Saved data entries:
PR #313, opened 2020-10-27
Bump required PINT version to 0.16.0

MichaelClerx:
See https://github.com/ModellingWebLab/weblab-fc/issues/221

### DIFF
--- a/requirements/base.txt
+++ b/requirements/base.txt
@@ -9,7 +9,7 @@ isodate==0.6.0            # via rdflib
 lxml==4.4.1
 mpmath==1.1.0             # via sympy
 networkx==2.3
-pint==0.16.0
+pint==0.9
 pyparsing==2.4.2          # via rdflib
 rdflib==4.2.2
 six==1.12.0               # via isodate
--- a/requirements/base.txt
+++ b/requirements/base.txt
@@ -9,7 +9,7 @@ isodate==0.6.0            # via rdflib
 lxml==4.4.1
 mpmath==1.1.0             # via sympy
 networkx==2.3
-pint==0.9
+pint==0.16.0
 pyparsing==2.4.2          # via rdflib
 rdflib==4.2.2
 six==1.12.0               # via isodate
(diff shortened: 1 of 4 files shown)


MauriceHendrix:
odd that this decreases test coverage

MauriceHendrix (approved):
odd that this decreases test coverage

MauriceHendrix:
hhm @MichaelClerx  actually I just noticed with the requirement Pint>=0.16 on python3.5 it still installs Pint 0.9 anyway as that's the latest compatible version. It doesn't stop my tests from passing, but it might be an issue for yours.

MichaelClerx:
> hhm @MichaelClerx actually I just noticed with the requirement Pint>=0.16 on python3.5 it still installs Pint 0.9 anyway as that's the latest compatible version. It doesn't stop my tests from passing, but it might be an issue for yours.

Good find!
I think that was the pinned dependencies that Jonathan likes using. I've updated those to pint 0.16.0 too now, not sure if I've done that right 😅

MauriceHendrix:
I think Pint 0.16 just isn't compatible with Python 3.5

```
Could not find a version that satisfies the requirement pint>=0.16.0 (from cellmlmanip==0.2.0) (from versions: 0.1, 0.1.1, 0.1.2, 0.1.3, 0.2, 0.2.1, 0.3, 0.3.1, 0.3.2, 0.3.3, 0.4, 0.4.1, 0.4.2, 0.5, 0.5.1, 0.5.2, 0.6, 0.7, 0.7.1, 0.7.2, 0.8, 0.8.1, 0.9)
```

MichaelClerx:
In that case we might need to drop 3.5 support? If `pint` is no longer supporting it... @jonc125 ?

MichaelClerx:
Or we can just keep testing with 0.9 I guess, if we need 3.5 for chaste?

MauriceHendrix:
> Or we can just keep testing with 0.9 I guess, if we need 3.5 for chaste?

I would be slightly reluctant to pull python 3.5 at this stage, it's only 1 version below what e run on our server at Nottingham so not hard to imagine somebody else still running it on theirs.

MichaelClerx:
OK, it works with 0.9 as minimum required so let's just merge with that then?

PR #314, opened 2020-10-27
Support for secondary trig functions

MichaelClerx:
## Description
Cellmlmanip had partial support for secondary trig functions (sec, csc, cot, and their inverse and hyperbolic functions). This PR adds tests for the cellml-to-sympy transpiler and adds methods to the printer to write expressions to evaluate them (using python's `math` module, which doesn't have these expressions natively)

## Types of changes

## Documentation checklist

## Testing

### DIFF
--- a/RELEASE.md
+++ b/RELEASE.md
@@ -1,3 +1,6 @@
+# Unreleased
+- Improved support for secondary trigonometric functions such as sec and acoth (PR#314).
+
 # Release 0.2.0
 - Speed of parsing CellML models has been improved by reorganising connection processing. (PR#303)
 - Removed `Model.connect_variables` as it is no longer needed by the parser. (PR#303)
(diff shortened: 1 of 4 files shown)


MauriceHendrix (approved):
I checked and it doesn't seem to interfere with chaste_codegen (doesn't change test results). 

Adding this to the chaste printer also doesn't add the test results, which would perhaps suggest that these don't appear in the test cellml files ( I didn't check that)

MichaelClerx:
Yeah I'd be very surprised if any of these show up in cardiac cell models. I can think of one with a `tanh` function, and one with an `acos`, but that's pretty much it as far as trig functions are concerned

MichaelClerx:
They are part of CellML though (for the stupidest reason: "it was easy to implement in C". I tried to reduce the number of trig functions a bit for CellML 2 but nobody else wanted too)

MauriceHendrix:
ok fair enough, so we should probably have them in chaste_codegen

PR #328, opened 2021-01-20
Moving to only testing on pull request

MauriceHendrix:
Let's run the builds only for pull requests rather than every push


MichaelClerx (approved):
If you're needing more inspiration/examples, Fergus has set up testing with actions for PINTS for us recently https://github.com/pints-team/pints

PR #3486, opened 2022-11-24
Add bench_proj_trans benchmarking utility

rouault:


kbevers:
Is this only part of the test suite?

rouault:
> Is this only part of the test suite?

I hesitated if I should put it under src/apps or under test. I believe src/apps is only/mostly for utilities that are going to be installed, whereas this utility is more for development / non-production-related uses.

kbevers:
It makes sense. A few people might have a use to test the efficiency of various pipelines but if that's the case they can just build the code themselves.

- What you need to do -
Copy each line of the entries in which the string "github" is found.

- Task output -
See https://github.com/ModellingWebLab/weblab-fc/issues/221
If you're needing more inspiration/examples, Fergus has set up testing with actions for PINTS for us recently https://github.com/pints-team/pints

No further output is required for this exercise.